Without getting too much into the gory details, I will note that this ambiguity lies in the heart of differential/Riemannian geometry, and is closely connected with the notion of parallel transport. 
In any case, using a bit of differential geometry, you can see that the matrix $M_1$ defined above is the "correct" notion of translation is you do not want "spinning". 

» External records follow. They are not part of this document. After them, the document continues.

Issue #3974, opened 2023-10-09
[suggestion]: Extend functionality of `iroha_client_cli` 


Erigara:
### Feature request

After merge of #3963 there is couple of features missing from `iroha_client_cli`.

- [x] Transferring `Domain` between users
- [x] Setting/Removing metadata for `Domain`
- [ ] Minting/Burning trigger repetitions

### Motivation

Help user to express what they what using `iroha_client_cli`.

### Who can help?

@Erigara

timofeevmd:
@VAmuzing could you tell me, is it possible to add to the documentation what exactly the domain metadata set command takes as input?
It was not obvious to me as a user what type of parameters this command accepts

PR #4031, opened 2023-11-03
[feature] #3974: Add subcommand into `iroha_client_cli` to transfer domains

pesterev:
## Description

This pull request adds command to transfer domains between accounts into `iroha_client_cli`.

### Linked issue

Closes one of subtasks from #3974  

### Benefits

Extends the functionality of `iroha_client_cli`.

### Checklist

### DIFF
--- a/client_cli/src/main.rs
+++ b/client_cli/src/main.rs
@@ -363,11 +363,13 @@ mod domain {
         /// List domains
         #[clap(subcommand)]
         List(List),
+        /// Transfer domain
+        Transfer(Transfer),
     }
 
     impl RunArgs for Args {
         fn run(self, context: &mut dyn RunContext) -> Result<()> {
-            match_all!((self, context), { Args::Register, Args::List })
+            match_all!((self, context), { Args::Register, Args::List, Args::Transfer })
         }
     }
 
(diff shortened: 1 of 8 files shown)


client_cli/src/main.rs
```diff
@@ -420,6 +422,36 @@ mod domain {
...
+        pub id: DomainId,
+        /// Account from which to transfer (in form `name@domain_name')
+        #[structopt(short, long)]
+        pub from: AccountId,
+        /// Account from which to transfer (in form `name@domain_name')
+        #[structopt(short, long)]
+        pub to: AccountId,
+        /// The JSON/JSON5 file with key-value metadata pairs
+        #[structopt(short, long, default_value = "")]
+        pub metadata: super::Metadata,
```
Erigara, line 440: What is this metadata for?

Erigara (changes requested):
Let's cover this functionality in python client tests?

client_cli/src/main.rs
pesterev: Yes, seems this argument is not needed. By the way, I've found out that there are other subcommands which accepts metadata that I don't think is needed there. For instance, `asset transfer` or `peer unregister` shouldn't accept metadata in my opinion. Let's fix them in a separate pull request?

Arjentix: AFAIU this metadata is used in transaction. So why to remove it?

client_cli/src/main.rs
```diff
@@ -420,6 +422,29 @@ mod domain {
...
+    pub struct Transfer {
+        /// Domain name as double-quited string
+        #[structopt(short, long)]
+        pub id: DomainId,
+        /// Account from which to transfer (in form `name@domain_name')
+        #[structopt(short, long)]
+        pub from: AccountId,
+        /// Account from which to transfer (in form `name@domain_name')
+        #[structopt(short, long)]
+        pub to: AccountId,
```
Arjentix, line 437:
```suggestion
        /// Account to which to transfer (in form `name@domain_name')
        #[structopt(short, long)]
        pub to: AccountId,
```

client_cli/src/main.rs
```diff
@@ -420,6 +422,29 @@ mod domain {
...
+    }
+
+    impl RunArgs for Transfer {
+        fn run(self, context: &mut dyn RunContext) -> Result<()> {
+            let Self { id, from, to } = self;
+            let transfer_domain = TransferExpr::new(from, id, to);
+            submit([transfer_domain], UnlimitedMetadata::new(), context)
```
Arjentix, line 444: So that's the place where custom metadata could be.

Yes, I don't know the exact reasons why do we even have metadata for transactions. But I can imagine that for custom chains it could be usefull to attach some additional info for transaction. I.e. it can be checked insise runtime executor. Or analyzed by some off-chain listener.

pesterev: Agreed, this is a very good use case where it is needed.

0x009922 (dismissed):

Erigara (approved):

Arjentix (approved):

Issue #4046, opened 2023-11-09
Make it possible for iroha_crypto to target wasm for JS SDK


DCNick3:
Currently JS SDK has to reimplement parts of `iroha_crypto`: https://github.com/hyperledger/iroha-javascript/tree/iroha2/packages/crypto/crypto-rs. It would be nice to remove the duplication and have the same codebase used for crypto operations between the node and js sdk.

After the PR for #3422 lands, it does make sense to try and make sure it compiles under wasm for js, so that JS SDK can use this code directly, without having to duplicate it.

Arjentix:
In #4181 wasm support was implemented. @0x009922 can you check if it works for JS SDK now?

0x009922:
I have created https://github.com/hyperledger/iroha-javascript/issues/186 to track it.

Issue #4045, opened 2023-11-09
[suggestion]: Use concrete key types in iroha_crypto


DCNick3:
(note that this only makes sense to do after the PR for #3422 lands)

## Background

For most asymmetric cryptographic algorithm, the keys are not just "an array of bytes" but they actually have some internal structure. Constructing them from bytes requires a parsing step that can fail. Currently we do not reflect this structure in `PublicKey` and `PrivateKey` types, storing them as an array of bytes tagged with an algorithm name.

This is unfortunate because we end up copying & deserializing the keys each time we do any cryptographic operation with it. This:
1. might have some performance impact
2. delays the key validation errors to the stage where we actually try to use the key

## The suggestion

I suggest to change the key types to instead be something akin to:

```rust
pub enum PublicKey {
    Ed25519(ed25519_dalek::VerifyingKey),
    Secp256k1(k256::PublicKey),
    ...
}
```

In this case the keys are stored in native representations of the crypto traits we use and do not require any conversion to work with. The conversions would now happen at the serialization/deserialization stage.

## The smart contract problem

This would, however, require a change to how we treat `iroha_crypto` in smart contracts. Currently smart contracts can manipulate the cryptographic keys, but cannot do actual cryptographic operations (relying on the host to validate everything for them). Changing the `PublicKey` type like this would, however, require to actually include at least the parsing part of cryptographic libraries to the smart contracts.

We are, however, focused on reducing the wasm binary size, so this is not feasible as-is.

One solution I can think of is to have separate types for unparsed/parsed key representations. This seems feasible on the surface, but should be investigated further.

PR #4047, opened 2023-11-09
[refactor] #3422: Ursa replacement

### LINKED ISSUE #3422: [refactor]: Remove `ursa` dependency
Hyperledger Ursa is rightfully considered EOL. We have no incentive to use `ursa` over any library given that at this point we're also the only people maintaining it and also the only people using it. 

Under these circumstances it is advised to remove the direct dependency on `ursa` and instead extract the code paths which are used in `iroha_crypto`. Ursa-specific implementations of cryptographic primitives should be added to `iroha_crypto` directly.

DCNick3:
## Description

Ursa is a rust cryptographic library that iroha has been using for a lot of time. It combines several cryptographic libraries from crates.io and provides a unified interface. Unfortunately, it is no longer maintained, so we have to migrate to other ecosystem crates.

This PR does this by importing the parts of ursa code that we have been using into `iroha_crypto`. It then proceeds to clean the code up a bit, removing unused functionality, updating dependencies and simplifying internal APIs.

In the end, as ursa was just a unifying layer, iroha_crypto ends up using almost the same underlying cryptographic function implementations (except for a switch from C-based `secp256k1` to pure-rust `k256` for easier use as a wasm library in JS SDK later #4046).

### Linked issue

Closes #3422

### Benefits

Not having an unmaintained dependency is obviously a plus, allowing us to benefit from updates to upstream libraries.

### Future work

#4046, #4045

### Checklist

- [x] make ci pass


Cargo.toml
```diff
@@ -114,8 +114,7 @@ strum = { version = "0.25.0", default-features = false }
 getset = "0.1.2"
 hex-literal = "0.4.1"
 
-ursa = "0.3.7"
-aead = "0.3.2"
+aead = "0.5.2"
```
mversic, line 117: move it into `crypto` crate

crypto/Cargo.toml
```diff
@@ -34,10 +53,42 @@ parity-scale-codec = { workspace = true, features = ["derive", "full"] }
...
+hkdf = { version = "0.12.3", optional = true }
+amcl = { version = "0.2.0", optional = true, default-features = false, features = ["secp256k1"] }
+amcl_wrapper = { version = "0.4.0", optional = true }
+
+signature = { version = "2.1.0", optional = true }
+ed25519-dalek = { version = "2.0.0", optional = true, features = ["rand_core"] }
+curve25519-dalek = { version = "4.1.1", optional = true }
+x25519-dalek = { version = "2.0.0", optional = true, features = ["static_secrets"] }
+
+rand = { version = "0.8.5", optional = true }
```
mversic, line 73:
```suggestion
rand = { workspace = true, optional = true }
```

why not use from workspace?

crypto/Cargo.toml
```diff
@@ -34,10 +53,42 @@ parity-scale-codec = { workspace = true, features = ["derive", "full"] }
...
+k256 = { version = "0.13.1", optional = true, features = ["ecdsa", "sha256"]}
+
 [dev-dependencies]
 hex-literal = { workspace = true }
 serde_json = { workspace = true }
+
+# these crypto libraries are not used to implement actual crypto algorithms
+# but to test some of the primitives against them
+secp256k1 = { version = "0.28.0", features = ["rand", "serde"] }
+libsodium-sys-stable = { version = "1.20.3", features = [] }
```
mversic, line 93:
```suggestion
libsodium-sys-stable = { version = "1.20.3", default-features = false }
```

no?

crypto/src/encryption/mod.rs
```diff
@@ -0,0 +1,293 @@
...
+
+use std::io::{Read, Write};
+
+use aead::{
+    generic_array::{typenum::Unsigned, ArrayLength, GenericArray},
+    Aead, Error, KeyInit, Payload,
+};
+use rand::{rngs::OsRng, RngCore};
+
+pub use self::chacha20poly1305::ChaCha20Poly1305;
```
mversic, line 28:
```suggestion
pub use chacha20poly1305::ChaCha20Poly1305;
```

DCNick3: This is required for disambiguation, we use a dependency named `chacha20poly1305`

Erigara (commented):
lgtm, not much to add

Cargo.toml
DCNick3: Done. This also prompted me to refactor the error handling code in the symmetric encryption and iroha_p2p a bit.

crypto/Cargo.toml
```diff
@@ -34,10 +53,42 @@ parity-scale-codec = { workspace = true, features = ["derive", "full"] }
...
+openssl = "0.10.59"
```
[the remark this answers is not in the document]
DCNick3: Do you mean between the comment and the deps?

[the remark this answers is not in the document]
mversic: at the EOF

crypto/src/encryption/chacha20poly1305.rs
```diff
@@ -0,0 +1,154 @@
...
+    use super::*;
+
+    #[test]
+    fn encrypt_easy_works() {
+        let cipher = ChaCha20Poly1305::new(&ChaCha20Poly1305::key_gen().unwrap());
+        let aad = Vec::new();
+        let message = b"Hello and Goodbye!".to_vec();
+        let res = cipher.encrypt_easy(&aad, &message);
+        assert!(res.is_ok());
+        let ciphertext = res.unwrap();
```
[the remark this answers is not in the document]
DCNick3: This is an artifact of `ursa`'s code, fixed now

crypto/Cargo.toml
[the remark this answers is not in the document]
DCNick3: done

crypto/Cargo.toml
```diff
@@ -34,10 +55,45 @@ parity-scale-codec = { workspace = true, features = ["derive", "full"] }
 serde = { workspace = true, features = ["derive"] }
 serde_with = { workspace = true, features = ["macros"] }
 hex = { workspace = true, features = ["alloc", "serde"] }
+# TODO: iroha_crypto no longer depends on openssl (did it ever?)
+# currently it's being used by iroha_client through attohttpc and iroha_cli through warp's tokeio-tunstenite
 openssl-sys = { version = "0.9.93", features = ["vendored"], optional = true }
```
mversic, line 60: so why do we have this dependency if it doesn't depend on `openssl`?

DCNick3: I think it's needed to force the `vendored` feature, which will make sure an openssl version bundled with the crate is built and used, instead of relying on system openssl. It also probably helps to ensure static linking is possible.

I haven't researched that much whether do we need it, but it's clear that even if we do, `iroha_crypto` is not the place.

`iroha_client` should probably be configurable by the user (you may want to use rustls, and `attohttpc` exposes features to do that)

mversic: move it to `dev-dependencies`

DCNick3: So, I did some experimentation and here's what I learned:

The `vendored` feature was added to make musl build of iroha work.

When building for musl, one cannot rely on the system openssl and has to build one themselves in order to statically link with it. So, the `vendored` feature was added to `iroha_crypto` to enable the `vendored` feature of `openssl-sys` which ultimately compiled the correct openssl with the correct compiler and linked it in.

But the thing is that `iroha_cli` (which is what gets built with musl in `Dockerfile`) does not depend on `openssl` at all. However other crates from the workspace (like `iroha_client` and `iroha_client_cli`) do. The whole workspace was getting build in the `Dockerfile`, so it failed.

I removed the `vendored` feature and modified the Dockerfile command to only build `iroha_cli`, so the build passes without this feature now. Ping @6r1d because they were the one dealing with Docker images AFAIR?

DCNick3: Update, turns out the feature _is_ needed for the build of the docker image, as `iroha_client_cli` is bundled inside.

I've moved the `vendored` feature to `iroha_client_cli`, where it belongs

Cargo.toml
mversic: you didn't move it to iroha_crypto?

crypto/Cargo.toml
mversic: why would `iroha_client_cli` need `openssl`?

client_cli/Cargo.toml
```diff
@@ -22,6 +22,11 @@ is-it-maintained-issue-resolution = { repository = "https://github.com/hyperledg
 is-it-maintained-open-issues = { repository = "https://github.com/hyperledger/iroha" }
 maintenance = { status = "actively-developed" }
 
+[features]
+vendored = [
+    "dep:openssl-sys"
```
mversic, line 27:
```suggestion
    "dep:iroha_crypto/openssl-sys"
```

I think you should do it like this and remove explicit dependency for `openssl-sys` from this file

crypto/Cargo.toml
mversic: > However other crates from the workspace (like iroha_client and iroha_client_cli) do

yes, but only transitively through `iroha_crypto` crate

client_cli/Cargo.toml
mversic: but why would we need this at all if `openssl` is only used for `dev-dependencies`?

crypto/Cargo.toml
DCNick3: `iroha_crypto` doesn't actually use any `openssl` at all, it's all pure rust!

What does use `openssl` is `native-tls`, which is in turn used by `attohttpc`, the http client used by `iroha-client` and `tokio-tungstenite` the websocket client used by `iroha-client`. The `native-tls` feature is even [explicitly enabled](https://github.com/hyperledger/iroha/blob/e9c6fe4f14dba2376c1ac1af85283b146c7005b1/client/Cargo.toml#L47) in `iroha_client`.

There is a common pattern now in rust libraries supporting HTTPS: they have two backends: `native-tls` (which works through openssl) and `rustls` (which is a pure-rust implementation based on `ring`).

We can ditch `native-tls` and use `rustls`, which brings much less linking trouble. Though, IMO, it only makes sense for binaries we ship; ideally the `iroha_client` should give the user a choice like all the other libraries ([1](https://github.com/elastic/elasticsearch-rs/blob/6c0bcd23eed35ad8492f69fd213bfcee52882156/elasticsearch/Cargo.toml#L25), [2](https://github.com/XAMPPRocky/octocrab/blob/551871a5766339f47119ee84686ce2dd4310e6ba/Cargo.toml#L73), [3](https://github.com/durch/rust-s3/blob/5105a1bff57827f88fb90840f03193665ea34d68/s3/Cargo.toml#L108), ...)

Cargo.toml
DCNick3: Uhh, I think I misunderstood you before. `iroha_p2p` previously depended on `aead`, which is what I thought this was all about.

Now only `iroha_crypto` uses it and I removed it from the workspace `Cargo.toml` :+1:

crypto/Cargo.toml
DCNick3: Went ahead and did this in the latest commit. 

To reiterate: `iroha_crypto` does not use `openssl` (only for tests), but `openssl` is used for HTTPS support in `iroha_client`. This is not the only TLS implementation, `rustls` can be used for painless musl support.

This commit gives the user more freedom in choosing their TLS implementation by providing four `iroha_client` features: `tls-native`, `tls-native-vendored`, `tls-rustls-native-roots` and `tls-rustls-webpki-roots`, which mirror corresponding features of `attohttpc` and `tokio-tungstenite`.

`iroha_client_cli`, which is the only thing that uses `iroha_client` and gets built with musl libc, now uses the `tls-rustls-native-roots` feature, which does not need any tweaks to work with `musl`

Unlike previously, none of the TLS implementations are enabled by default, which is a breaking change. If this gets landed as-is, we'll have to communicate it to users and/or tech writers

crypto/src/lib.rs
```diff
@@ -440,7 +439,7 @@ impl PrivateKey {
     /// - If the given payload is not hex encoded
     /// - If the given payload is not a valid private key
     #[cfg(feature = "std")]
-    pub fn from_hex(digest_function: Algorithm, payload: &[u8]) -> Result<Self, Error> {
+    pub fn from_hex(digest_function: Algorithm, payload: &str) -> Result<Self, Error> {
```
mversic, line 442:
```suggestion
    pub fn from_hex(digest_function: Algorithm, payload: impl AsRef<[u8]>) -> Result<Self, Error> {
```

how about this?

crypto/src/lib.rs
```diff
@@ -325,6 +293,19 @@ ffi::ffi_item! {
...
+    /// Creates a new public key from raw bytes received from elsewhere
+    pub fn from_raw(algorithm: Algorithm, payload: ConstVec<u8>) -> Self {
+        Self {
+            digest_function: algorithm,
+            payload,
+        }
+    }
+
+    /// Extracts the raw bytes from public key
+    pub fn into_raw(self) -> (Algorithm, ConstVec<u8>) {
```
mversic, line 305: I don't quite like this API. If we have to have `from_raw` and `into_raw`, rename them to `from_raw_parts` and `into_raw_parts`

crypto/src/lib.rs
```diff
@@ -122,35 +118,13 @@ impl FromStr for Algorithm {
     allow(unused_tuple_struct_fields)
 )]
 #[derive(Debug, Clone)]
-enum KeyGenOption {
+pub enum KeyGenOption {
```
mversic, line 121:
```suggestion 
enum KeyGenOption {
```

I don't think it has to be `pub`

mversic (changes requested):

crypto/Cargo.toml
mversic: good job

crypto/src/lib.rs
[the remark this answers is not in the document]
DCNick3: It is indeed not exposed in the signature key generation APIs, but I've re-used it for the `KeyExchangeScheme` trait, which is public as it is used in `iroha_p2p`.

mversic (approved):

Erigara (approved):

Okay, enough about that. How to actually implement this? Let's say that the viewer is sitting at coordinates $(x,y,z,w)$. And let's say the viewer is facing in the direction of $(\delta x, \delta y, \delta z, \delta w)$ with $\delta x^2 + \delta y^2 + \delta z^2 + \delta w^2 = 1$. Notice that since the direction the viewer is facing is tangential to the hypersphere, it must be perpendicular to the coordinates, that is
$$ x\cdot \delta x + y\cdot \delta y + z \cdot \delta z + w \cdot \delta w = 0$$
Given these two vectors, you can use some linear algebra to complete them to an orthonormal basis of four dimensional space (which can be obtained by solving some linear equations based on orthogonality to the two given vectors), call the two additional vectors $(a,b,c,d)$ and $(a',b',c',d')$. Then your translation matrix should be given by
$$ M(\phi) = \begin{pmatrix} x & \delta x & a & a'\\ y & \delta y & b & b' \\ z & \delta z & c & c' \\ w & \delta w & d & d'\end{pmatrix} \begin{pmatrix} \cos(\phi) & \sin(\phi) & 0 & 0\\ -\sin(\phi) & \cos(\phi) & 0 & 0 \\ 0 & 0 & 1 & 0 \\ 0 & 0 & 0 & 1\end{pmatrix} \begin{pmatrix} x & y & z & w\\ \delta x & \delta y & \delta z & \delta w \\ a & b & c & d \\ a' & b' & c' & d'\end{pmatrix} $$
A quick explanation: by fixing the orthonormal basis, we can use it to construct an orthogonal transformation to a coordinate system in which the viewer sits at $(1,0,0,0)$ and is facing in the $(0,1,0,0)$ direction. Then all we need to do is to conjugate back the transportation matrix for that situation. The $\phi$ parameter measures the (angular) distance you travelled on the hypersphere.